*** Opening of Given information ***

PR #117, opened 2016-05-23
Car racing

olegklimov:
This is `CarRacing` environment. It is supposed to be the easiest continuous control environment to learn from pixels. Yes, car physics is fun.

* I had performance issues, ended up using a lot of OpenGL directly from `pyglet.gl`.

*** Close of Given information ***

Print the records above exactly as they appear.

PR #117, opened 2016-05-23
Car racing

olegklimov:
This is `CarRacing` environment. It is supposed to be the easiest continuous control environment to learn from pixels. Yes, car physics is fun.

* I had performance issues, ended up using a lot of OpenGL directly from `pyglet.gl`.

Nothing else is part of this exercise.